Фракционирование антигенов из супернатантов сульфатом аммония кроме эффектов концентрирования и очистки имеет одно важное преимущество по сравнению практически со всеми другими методами - оно приводит к стабилизации белков: суспензия белкового осадка в 2-3 М растворе сульфата аммония стабильна в течение многих лет [Скоупс Р. Методы очистки белков. - М.: Мир, 1985, с. 40].

Возможность промышленного использования заявляемого способа подтверждается примерами его конкретного выполнения с использованием полной совокупности заявляемых признаков.

Пример. Для получения лептоспирозного антигена используют бакмассы патогенных лептоспир L. Icterohaemorragiae, Grippothyphosa, Pomona, Hebdomadis, Tarassovi, Canicola, выращенные на среде Ферворта-Вольфа при 28^oC в течение 7-10 сут., концентрацией 80-100 м. кл. в поле зрения, обеззараженные мертиолатом натрия.

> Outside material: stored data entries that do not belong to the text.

PR #943, opened 2024-01-07
Create evaluate unit tests

dhenkel92:
First set of unit tests that are covering achievement evaluation as well as aggregators and bucket creators.

### DIFF
--- a/common/achievement/aggregator.spec.ts
+++ b/common/achievement/aggregator.spec.ts
@@ -1,0 +1,113 @@
+import { aggregators } from './aggregator';
+
+describe('test sum aggregator', () => {
+    const tests: {
+        name: string;
+        elements: number[];
+        expected: number;
+    }[] = [
+        {
+            name: 'should sum all elements in array',
+            elements: [1, 2, 3, 4, 5],
+            expected: 15,
+        },
+        {
+            name: 'should return 0 for empty array',
+            elements: [],
+            expected: 0,
+        },
+    ];
+
+    it.each(tests)('$name', ({ elements, expected }) => {
+        expect(aggregators['sum'].function(elements)).toEqual(expected);
+    });
+});
+
+describe('test count aggregator', () => {
+    const tests: {
+        name: string;
+        elements: number[];
+        expected: number;
+    }[] = [
+        {
+            name: 'should count all elements in array',
+            elements: [1, 2, 3, 4, 5],
+            expected: 5,
+        },
+        {
+            name: 'should return 0 for empty array',
+            elements: [],
+            expected: 0,
+        },
+        {
+            name: 'should skip elements that are zero',
+            elements: [1, 0, 3, 0, 5],
+            expected: 3,
+        },
+    ];
+
+    it.each(tests)('$name', ({ elements, expected }) => {
+        expect(aggregators['count'].function(elements)).toEqual(expected);
+    });
+});
+
+describe('test presenceOfEvents aggregator', () => {
+    const tests: {
+        name: string;
+        elements: number[];
+        expected: number;
+    }[] = [
+        {
+            name: 'should return 1 if at least one element is present',
+            elements: [1, 2, 3, 4, 5],
+            expected: 1,
+        },
+        {
+            name: 'should return 0 for empty array',
+            elements: [],
+            expected: 0,
+        },
+        {
+            name: 'should return 0 if all elements are zero',
+            elements: [0, 0, 0, 0, 0],
+            expected: 0,
+        },
+    ];
+
+    it.each(tests)('$name', ({ elements, expected }) => {
+        expect(aggregators['presenceOfEvents'].function(elements)).toEqual(expected);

Смесь, состоящую из равных пропорций культур лептоспир, общим объемом 1200 мл центрифугируют при 15000 g 45 мин. при 4^oC. Супернатант отбрасывают, а осадок ресуспендируют в исходном объеме забуференного физиологического раствора (ЗФР) 7,2 и центрифугируют 3 - 4 раза с целью более полного освобождения от белковых компонентов, содержащихся в среде культивирования.

Осадок, полученный после центрифугирования бакмассы, суспендируют в ЗФР pH 7,2 (1 : 1). Для разрушения клеток и извлечения антигена полученную суспензию помещают в камеру X-пресс дезинтегратора, предварительно охлажденного в течение 2 ч при минус 40 - 50^oC. Микробные клетки в дезинтеграторе замораживают при минус 40 - 50^oC не менее 12 ч. После этого разрушают клетки на гидравлическом прессе под давлением 2000 мГ/см². Далее бакмассу размораживают и центрифугируют вышеуказанным способом. Получают антиген, находящийся, преимущественно, в супернатанте.

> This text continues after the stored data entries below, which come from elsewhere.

PR #944, opened 2024-01-09
feat: achievement system documentation

LucasFalkowsky:
what was done:
a documentation for the backend has ben implemented inside the common/achievement fonder.

### DIFF
--- a/common/achievement/Readme.md
+++ b/common/achievement/Readme.md
@@ -1,4 +1,192 @@
 # Achievement
 
-Achievements are a part of the Gamification.
-Documentation follows...
+Achievements are a part of the Gamification. They are stored in the database as user_achievement and should not be mistaken with the achievement_template database table. The distinct differences are explained in Chapter [1.1 Database Models](#database-models)
+
+### Table of Contents
+
+1.  [Features](#features)
+    1.1. [Database Models](#database-models)
+    1.2. [Components](#components)
+    1.3. [Resolvers](#resolvers)
+2.  [Achievement System](#achievement-system)
+    2.1. [Reward Action](#reward-action)
+    2.2. [Get or Create User Achievement](#get-or-create-user-achievement)
+    2.3. [Create Achievement](#create-achievement)
+    2.4. [Check User Achievement](#check-user-achievement)
+    2.5. [Evaluate Achievement](#evaluate-achievement) & [Aggregation Functions](#aggregation-functions)
+
+## 1. Features
+
+-   Create Achievement Templates: Administrators can create new achievement templates inside the database
+-   Create Achievements: New achievements get created when related events are triggered by a users action or when previous achievements of the same group are marked as achieved
+-   Evaluate Achievements: Achievements are evaluated for fulfillment of the conditions to either issue the reward or update a started achievement.
+
+### 1.1. Database Models
+
+| achievement_template                                                                  | user_achievement                                                                                                      |
+| :------------------------------------------------------------------------------------ | :-------------------------------------------------------------------------------------------------------------------- |
+| predefined blueprint in the database that is used to create new achievements from it. | achievement data related to a user that stores information about the achievement, its status and when it was achieved |
+
+#### achievement_template
+
+| field                                                               | description                                                                                                                                                             |
+| :------------------------------------------------------------------ | :---------------------------------------------------------------------------------------------------------------------------------------------------------------------- |
+| `id`                                                                | unique id                                                                                                                                                               |
+| `name`                                                              | displayed name of the template                                                                                                                                          |
+| `metrics`                                                           | used to identify all events related to a achievement template                                                                                                           |
+| `templateFor`                                                       | discriminator to clarify a relation of an achievement template to 1. one match, 2. all matches, 3. one subcourse, 4. all subcourses or no relation                      |
+| `group`                                                             | Affiliation of templates with the same group                                                                                                                            |
+| `groupOrder`                                                        | indexes to keep the templates inside group arrays in order                                                                                                              |
+| `stempName`                                                         | exclusively used for sequential achievements to be displayed as a step of this template group                                                                           |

Осадок, полученный после центрифугирования дезинтегрированных клеток, суспендируют в растворе хлорида натрия в концентрации 2,5% и экстрагируют антигенные комплексы в течение 48 ч при постоянном перемешивании на магнитной мешалке.

После центрифугирования при 20000-22000 g в течение 45 мин супернатанты смешивают. К полученному объему добавляют сульфат аммония до 80% насыщения и помещают на 16 ч в холодильник при 4^oC для формирования осадка и стабилизации белка. В таком виде лептоспирозный антиген может сохраняться в течение длительного времени (годы).

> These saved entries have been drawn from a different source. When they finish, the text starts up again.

PR #951, opened 2024-01-16
Feat: offer course template

LucasFalkowsky:
### What was done:

- new metrics for offer course achievement
- new templates for offer course achievement
- connections to mutations

### DIFF
--- a/common/achievement/index.ts
+++ b/common/achievement/index.ts
@@ -129,7 +129,10 @@ async function checkUserAchievement<ID extends ActionID>(userAchievement: UserAc
         const evaluationResultValue =
             typeof evaluationResult.resultObject[dataAggregationKey] === 'number' ? Number(evaluationResult.resultObject[dataAggregationKey]) : null;
         const awardedAchievement = await rewardUser(evaluationResultValue, userAchievement, event);
-        await createAchievement(awardedAchievement.template, userAchievement.userId, event.context);
+        const newAchievement = await createAchievement(awardedAchievement.template, userAchievement.userId, event.context);
+        if (newAchievement) {
+            await checkUserAchievement(newAchievement, event);
+        }
     } else {
         await prisma.user_achievement.update({
             where: { id: userAchievement.id },
--- a/common/achievement/index.ts
+++ b/common/achievement/index.ts
@@ -129,10 +129,7 @@ async function checkUserAchievement<ID extends ActionID>(userAchievement: UserAc
         const evaluationResultValue =
             typeof evaluationResult.resultObject[dataAggregationKey] === 'number' ? Number(evaluationResult.resultObject[dataAggregationKey]) : null;
         const awardedAchievement = await rewardUser(evaluationResultValue, userAchievement, event);
-        const newAchievement = await createAchievement(awardedAchievement.template, userAchievement.userId, event.context);
-        if (newAchievement) {
-            await checkUserAchievement(newAchievement, event);
-        }
+        await createAchievement(awardedAchievement.template, userAchievement.userId, event.context);
     } else {
         await prisma.user_achievement.update({
             where: { id: userAchievement.id },
--- a/common/achievement/types.ts
+++ b/common/achievement/types.ts
@@ -114,6 +114,6 @@ export type ContextSubcourse = {
 
 export type AchievementContextType = {
     user?: User;
-    match: ContextMatch[];
-    subcourse: ContextSubcourse[];
+    match?: ContextMatch[];
+    subcourse?: ContextSubcourse[];
 };
--- a/common/achievement/util.ts
+++ b/common/achievement/util.ts
@@ -98,15 +98,9 @@ export function transformPrismaJson(user: User, json: Prisma.JsonValue): Achieve
     if (!keys) {
         return null;
     }
-    const transformedJson: AchievementContextType = {
-        user: user,
-        match: json['match'] ? json['match'] : undefined,
-        subcourse: json['subcourse'] ? json['subcourse'] : undefined,
-    };
+    const transformedJson: AchievementContextType = { user: user };
     keys.forEach((key) => {
-        if (key !== 'match' && key !== 'subcourse') {
-            transformedJson[key] = json[key];
-        }
+        transformedJson[key] = json[key];
     });
     return transformedJson;
 }
--- a/common/achievement/util.ts
+++ b/common/achievement/util.ts
@@ -94,7 +94,8 @@ export async function getBucketContext(userID: string, relation?: string): Promi
 }
 
 export function transformPrismaJson(user: User, json: Prisma.JsonValue): AchievementContextType | null {
-    if (!json['match'] && !json['subcourse']) {
+    const keys = Object.keys(json);
+    if (!keys) {
         return null;
     }
     const transformedJson: AchievementContextType = {
@@ -102,6 +103,11 @@ export function transformPrismaJson(user: User, json: Prisma.JsonValue): Achieve
         match: json['match'] ? json['match'] : undefined,
         subcourse: json['subcourse'] ? json['subcourse'] : undefined,
     };
+    keys.forEach((key) => {
+        if (key !== 'match' && key !== 'subcourse') {
+            transformedJson[key] = json[key];
+        }
+    });
     return transformedJson;
 }
 
--- a/common/courses/states.ts
+++ b/common/courses/states.ts
@@ -71,16 +71,18 @@ export async function allowCourse(course: Course, screeningComment: string | nul
     // Usually when a new course is created, instructors also create a proper subcourse with it
     // and then forget to publish it after it was approved. Thus we just publish during approval,
     // assuming the subcourses are ready:
-    const subcourses = await prisma.subcourse.findMany({ where: { courseId: course.id } });
+    const subcourses = await prisma.subcourse.findMany({
+        where: { courseId: course.id },
+        include: { subcourse_instructors_student: { select: { student: true } } },
+    });
     for (const subcourse of subcourses) {
         if (await canPublish(subcourse)) {
             await publishSubcourse(subcourse);
         }
     }
 
-    const subcourse = await prisma.subcourse.findFirst({ where: { courseId: course.id } });
-    const instructors = await prisma.subcourse_instructors_student.findMany({ where: { subcourseId: subcourse.id }, select: { student: true } });
-    instructors.forEach(async (instructor) => {
+    const [subcourse] = subcourses;
+    subcourse.subcourse_instructors_student.forEach(async (instructor) => {
         await Notification.actionTaken(userForStudent(instructor.student), 'instructor_course_approved', {
             courseName: course.name,
             relation: `subcourse/${subcourse.id}`,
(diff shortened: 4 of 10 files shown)


common/achievement/util.ts
```diff
@@ -94,14 +94,20 @@ export async function getBucketContext(userID: string, relation?: string): Promi
 }
 
 export function transformPrismaJson(user: User, json: Prisma.JsonValue): AchievementContextType | null {
-    if (!json['match'] && !json['subcourse']) {
+    const keys = Object.keys(json);
+    if (!keys) {
         return null;
     }
```
dhenkel92, line 100: Do we even need this check?

common/achievement/util.ts
```diff
@@ -94,14 +94,20 @@ export async function getBucketContext(userID: string, relation?: string): Promi
...
     const transformedJson: AchievementContextType = {
         user: user,
         match: json['match'] ? json['match'] : undefined,
         subcourse: json['subcourse'] ? json['subcourse'] : undefined,
     };
+    keys.forEach((key) => {
+        if (key !== 'match' && key !== 'subcourse') {
```
dhenkel92, line 107: Can't we just copy all the keys and remove line 103 + 104? They are basically doing the same thing.

common/courses/states.ts
```diff
@@ -76,6 +77,15 @@ export async function allowCourse(course: Course, screeningComment: string | nul
             await publishSubcourse(subcourse);
         }
     }
+
+    const subcourse = await prisma.subcourse.findFirst({ where: { courseId: course.id } });
```
dhenkel92, line 81: Can't we use the subcourses from line 74?

common/courses/states.ts
```diff
@@ -76,6 +77,15 @@ export async function allowCourse(course: Course, screeningComment: string | nul
...
+    const instructors = await prisma.subcourse_instructors_student.findMany({ where: { subcourseId: subcourse.id }, select: { student: true } });
```
dhenkel92, line 82: This can be added to the subcourse query as `include`

common/courses/states.ts
```diff
@@ -152,6 +162,20 @@ export async function cancelSubcourse(user: User, subcourse: Subcourse) {
...
     logger.info(`Subcourse (${subcourse.id}) was cancelled`);
+
+    const courseInstructors = await prisma.subcourse_instructors_student.findMany({ where: { subcourseId: subcourse.id }, select: { student: true } });
+    await prisma.user_achievement.deleteMany({
+        where: {
+            userId: {
+                in: courseInstructors.map((instructor) => {
+                    const user = userForStudent(instructor.student);
+                    return user.userID;
+                }),
```
dhenkel92, line 173:
```suggestion
                in: courseInstructors.map((instructor) => userForStudent(instructor.student).userID),
```

common/courses/states.ts
```diff
@@ -152,6 +162,20 @@ export async function cancelSubcourse(user: User, subcourse: Subcourse) {
...
+            },
+            group: 'student_offer_course',
```
dhenkel92, line 175: Do we need to use the group selector? Maybe the relation is enough?

graphql/course/mutations.ts
```diff
@@ -106,6 +108,27 @@ export class MutateCourseResolver {
         }
         const result = await prisma.course.update({ data, where: { id: courseId } });
         logger.info(`Course (${result.id}) updated by Student (${context.user.studentId})`);
+
+        const subcourse = await prisma.subcourse.findFirst({ where: { courseId: courseId } });
+        const instructors = await prisma.subcourse_instructors_student.findMany({ where: { subcourseId: subcourse.id }, select: { student: true } });
```
dhenkel92, line 113: This could be done in one query

graphql/course/mutations.ts
```diff
@@ -106,6 +108,27 @@ export class MutateCourseResolver {
...
+        const { context: contextData } = await prisma.user_achievement.findFirst({
+            where: { group: 'student_offer_course', context: { path: ['relation'], equals: `subcourse/${subcourse.id}` } },
```
dhenkel92, line 115: Do we need the group here? Maybe it's enough to filter by relation?

graphql/course/mutations.ts
```diff
@@ -106,6 +108,27 @@ export class MutateCourseResolver {
...
+        contextData['courseName'] = result.name;
+        await prisma.user_achievement.updateMany({
+            where: {
+                userId: {
+                    in: instructors.map((it) => {
+                        const user = userForStudent(it.student);
+                        return user.userID;
+                    }),
+                },
+                group: 'student_offer_course',
```
dhenkel92, line 126: Do we need the group?

graphql/course/mutations.ts
```diff
@@ -193,6 +216,15 @@ export class MutateCourseResolver {
         await hasAccess(context, 'Course', course);
         await prisma.course.update({ data: { courseState: 'submitted' }, where: { id: courseId } });
         logger.info(`Course (${courseId}) submitted by Student (${context.user.studentId})`);
+
+        const subcourse = await prisma.subcourse.findFirst({ where: { courseId: courseId } });
+        const instructors = await prisma.subcourse_instructors_student.findMany({ where: { subcourseId: subcourse.id }, select: { student: true } });
```
dhenkel92, line 221: These could be combined into one query.

graphql/course/mutations.ts
```diff
@@ -106,6 +108,27 @@ export class MutateCourseResolver {
...
         const result = await prisma.course.update({ data, where: { id: courseId } });
         logger.info(`Course (${result.id}) updated by Student (${context.user.studentId})`);
+
+        const subcourse = await prisma.subcourse.findFirst({ where: { courseId: courseId } });
+        const instructors = await prisma.subcourse_instructors_student.findMany({ where: { subcourseId: subcourse.id }, select: { student: true } });
+        const { context: contextData } = await prisma.user_achievement.findFirst({
+            where: { group: 'student_offer_course', context: { path: ['relation'], equals: `subcourse/${subcourse.id}` } },
+        });
+        contextData['courseName'] = result.name;
+        await prisma.user_achievement.updateMany({
```
dhenkel92, line 118: Are we sure that all the user achievements will have the same context? Maybe we should iterate of the list and update each individually.

common/achievement/index.ts
```diff
@@ -129,7 +129,10 @@ async function checkUserAchievement<ID extends ActionID>(userAchievement: UserAc
         const evaluationResultValue =
             typeof evaluationResult.resultObject[dataAggregationKey] === 'number' ? Number(evaluationResult.resultObject[dataAggregationKey]) : null;
         const awardedAchievement = await rewardUser(evaluationResultValue, userAchievement, event);
-        await createAchievement(awardedAchievement.template, userAchievement.userId, event.context);
+        const newAchievement = await createAchievement(awardedAchievement.template, userAchievement.userId, event.context);
+        if (newAchievement) {
+            await checkUserAchievement(newAchievement, event);
```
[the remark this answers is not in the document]
LucasFalkowsky: When we create a new achievement we want to directly evaluate if it was already achieved, so we could generate the subsequent achievement.

This could only loop if we had endless acheivements in a group, which is not the case. the createAchievement function only works, if there are subsequent achievements in our currently checked achievement group.

graphql/subcourse/mutations.ts
```diff
@@ -138,6 +141,16 @@ export class MutateSubcourseResolver {
             await removeParticipantFromCourseChat(instructorUser, subcourse.conversationId);
         }
         logger.info(`Student(${studentId}) was deleted from Subcourse(${subcourseId}) by User(${context.user.userID})`);
+
+        const metrics = ['student_create_course', 'student_submit_course', 'student_approve_course'];
+        await prisma.user_achievement.deleteMany({
+            where: {
+                template: { metrics: { hasSome: metrics } },
```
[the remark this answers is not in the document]
LucasFalkowsky: Oh right, the relation subcourse/{{subcourseId}} is enough to find the user achievements in question.

common/achievement/util.ts
LucasFalkowsky: Yes, if we do not check for existing keys, the forEach loop on keys will throw an error, since forEach() is not a function for null / undefined.

common/achievement/util.ts
LucasFalkowsky: this would then require us to change the AchievementContextType. I set match and subcourse to optional values.

common/courses/states.ts
LucasFalkowsky: I destructured the first element from the subcourses array.

common/courses/states.ts
LucasFalkowsky: good point. We could delete all achievements related to that subcourse.

graphql/course/mutations.ts
LucasFalkowsky: This group selector is necessary. If we were not filtering for the specific group, every achievement that had subcourse/{{id}} as a relation would be added a courseName, even if it had no use for it.

LucasFalkowsky: An other issue could be that the wrong contextData was fetched and data will be saved to the other achievement of an other group, missing essential information, previously existent.

graphql/course/mutations.ts
LucasFalkowsky: yes as previously explained.

graphql/course/mutations.ts
LucasFalkowsky: yes we are sure, because we selected the achievements of the same group. Achievements of the same group always share the same context.

graphql/course/mutations.ts
dhenkel92: > This group selector is necessary. If we were not filtering for the specific group, every achievement that had subcourse/{{id}} as a relation would be added a courseName, even if it had no use for it.

The downside of referencing specific groups is that it might break completely over time if someone decides to rename the group. I guess having extra unnecessary data in the context doesn't hurt.

> An other issue could be that the wrong contextData was fetched and data will be saved to the other achievement of an other group, missing essential information, previously existent.

This could be solved by iterating over the achievements instead of updateMany

dhenkel92: Generally, we should try to not hardcode information that will be set dynamically in the database. The groups are used for grouping and not identification right now.

graphql/course/mutations.ts
dhenkel92: > yes we are sure, because we selected the achievements of the same group. Achievements of the same group always share the same context.

🤔 is this actually true? I thought that the achievement will get the context of the event, which might be different. I think I'm missing something. Can you please elaborate more on where/how this is happening?

common/achievement/index.ts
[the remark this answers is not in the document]
dhenkel92: But can't the context change between these achievements? Every metric has it's own set of actions, which has it's own context.
This means that event A coming from action A will have a different context then event B coming from action B.

graphql/course/mutations.ts
LucasFalkowsky: Alright I fixed this part and removed the group from the filters.

graphql/course/mutations.ts
LucasFalkowsky: I did update this part, because I think you have a point here and I then was not satisfied the way I initially built it.
I'd appreciate you having another look at it.

common/achievement/index.ts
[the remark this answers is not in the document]
LucasFalkowsky: You have a point here. We included a check for a sequential achievement being the last in the group to determine, whether to directly set its achievedAt value to the current Date or not.

common/achievement/types.ts
```diff
@@ -114,6 +114,6 @@ export type ContextSubcourse = {
 
 export type AchievementContextType = {
     user?: User;
-    match: ContextMatch[];
-    subcourse: ContextSubcourse[];
+    match?: ContextMatch[];
+    subcourse?: ContextSubcourse[];
```
dhenkel92, line 118: Why are these optional now? 🤔

dhenkel92 (approved):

Далее центрифугируют указанным способом, супернатант отбрасывают, а осадок растворяют в ЗФР pH 7,2 в соотношении 1 : 1 и помещают в диализные мешки на диализ против дистиллированной воды при 4^oC. Через 24 ч концентрируют (при необходимости) полиэтиленгликолем 20000, определяют содержание белка, разливают по ампулам и лиофилизируют.

Таким образом, изобретение практически осуществимо, его использование создаст необходимый набор микробиологических препаратов с достаточной специфической активностью для осуществления надежного и своевременного мониторинга водных сред и медицинской диагностики.